_TASK STATEMENT_
Each line of the entries below that holds "liquidationRatio" is needed, copied in full.

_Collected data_
****************

PR #5009, opened 2022-04-05
refactor(run-protocol)!: remove `interestRate` and `liquidationRatio` from vault notifier

### LINKED ISSUE #4685: remove vault manager notifications from vault's notifications

https://github.com/Agoric/agoric-sdk/issues/4540 removed the cascading but `interestRate` and `liquidationRatio` that vaultNotifier returns still come from the vault manager.

## Description of the Design

Remove those too.

Ensure tests still verify the values, but from governance subscription.

turadg:
closes: #4685

## Description

Neither were used anywhere.

When needed, `interestRate` is now on `AssetNotifier`.

### Security Considerations

--

Breaking change, denoted in conventionalcommit syntax.

### Testing Considerations

- [x] test for asset notifier on a new Collateral Manager ([exists](0f11c9c87c130277c439d2fa7cf4aa3bb844561d))
- [ ] test improvements so dapp-treasury integration test fails on this breaking change (probably https://github.com/Agoric/dapp-treasury/issues/97 )

### DIFF
--- a/packages/run-protocol/test/vaultFactory/test-vaultFactory.js
+++ b/packages/run-protocol/test/vaultFactory/test-vaultFactory.js
@@ -979,7 +979,6 @@ test('interest on multiple vaults', async t => {
     ),
     run.make(3200n + bobAddedDebt),
   );
-  t.deepEqual(bobUpdate.value.interestRate, rates.interestRate);
 
   // 236 is the initial fee. Interest is ~4n/week
   const aliceAddedDebt = 236n + 4n;
@@ -997,7 +996,6 @@ test('interest on multiple vaults', async t => {
     debt: run.make(4935n),
     interest: makeRatio(100n, run.brand, 100n),
   });
-  t.deepEqual(aliceUpdate.value.interestRate, rates.interestRate);
 
   const rewardAllocation = await E(vaultFactory).getRewardAllocation();
   const rewardRunCount = aliceAddedDebt + bobAddedDebt;
--- a/packages/run-protocol/test/vaultFactory/test-vaultFactory.js
+++ b/packages/run-protocol/test/vaultFactory/test-vaultFactory.js
@@ -980,10 +980,6 @@ test('interest on multiple vaults', async t => {
     run.make(3200n + bobAddedDebt),
   );
   t.deepEqual(bobUpdate.value.interestRate, rates.interestRate);
-  t.deepEqual(
-    bobUpdate.value.liquidationRatio,
-    makeRatio(105n, run.brand, 100n),
-  );
 
   // 236 is the initial fee. Interest is ~4n/week
   const aliceAddedDebt = 236n + 4n;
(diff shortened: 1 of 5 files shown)


packages/run-protocol/test/vaultFactory/test-vaultFactory.js
```diff
@@ -969,11 +969,6 @@ test('interest on multiple vaults', async t => {
     ),
     AmountMath.make(runBrand, 3200n + bobAddedDebt),
   );
-  t.deepEqual(bobUpdate.value.interestRate, rates.interestRate);
```
dtribble, line 982: Are these getting tested in the vaultManager's notifier?

samsiegart:
The UI uses both of these currently.

>When needed, interestRate is now on AssetNotifier.

Sounds good.

How do we show the liquidation ratio now? I suppose we can get that from `getCollaterals()` and check from the vault's collateral. Can the liquidation ratio and interest rate change after you've opened a vault/could they be different between new vaults and old vaults of the same collateral type?

packages/run-protocol/test/vaultFactory/test-vaultFactory.js
turadg: No, nothing in agoric-sdk is reading these removed values. I'll start some new tests.

Chris-Hibbert: I think Dean is asking a different question. These values are now superfluous in `vault.js` because all the relevant work is done in `vaultManager.js`. I checked, and the values are visible to the UI from the versions that would remain in `vaultManager.js`.  The question is whether there are tests corresponding to the one removed here that includes verifying the new state of the values in `vaultManager`'s updates.

Chris-Hibbert (approved):
LGTM

The question about whether the corresponding update is verified in vaultManager should be answered here, but if the answer is no, the fix can come later. (so I guess I'm asking for either a fix here or an issue #.)

packages/run-protocol/test/vaultFactory/test-vaultFactory.js
turadg: > The question is whether there are tests corresponding to the one removed here that includes verifying the new state of the values in vaultManager's updates.

Yep, that was my understanding. The answer to that question is "no" and that's why I'm going to "start some new tests".

turadg: > The question is whether there are tests corresponding to the one removed here that includes verifying the new state of the values in vaultManager's updates.

I said "no" but that was wrong. Here the assetNotifier from vaultManager is read: https://github.com/Agoric/agoric-sdk/blame/540978c997e30c25905ea1fb837ae701db6f3536/packages/run-protocol/test/swingsetTests/governance/vat-alice.js#L47-L63

turadg:
Next steps:
- drop the need for integration tests, not happening for MN-1
- don't move `interestRate` and `liquidationRatio` to the asset notifier since they're already exposed as governed params. consumers can merge subscriptions if they need a single stream.
- move `liquidatorInstance` to governance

****************

_SOLUTION FOR THIS TASK_
refactor(run-protocol)!: remove `interestRate` and `liquidationRatio` from vault notifier
https://github.com/Agoric/agoric-sdk/issues/4540 removed the cascading but `interestRate` and `liquidationRatio` that vaultNotifier returns still come from the vault manager.
-    bobUpdate.value.liquidationRatio,
- don't move `interestRate` and `liquidationRatio` to the asset notifier since they're already exposed as governed params. consumers can merge subscriptions if they need a single stream.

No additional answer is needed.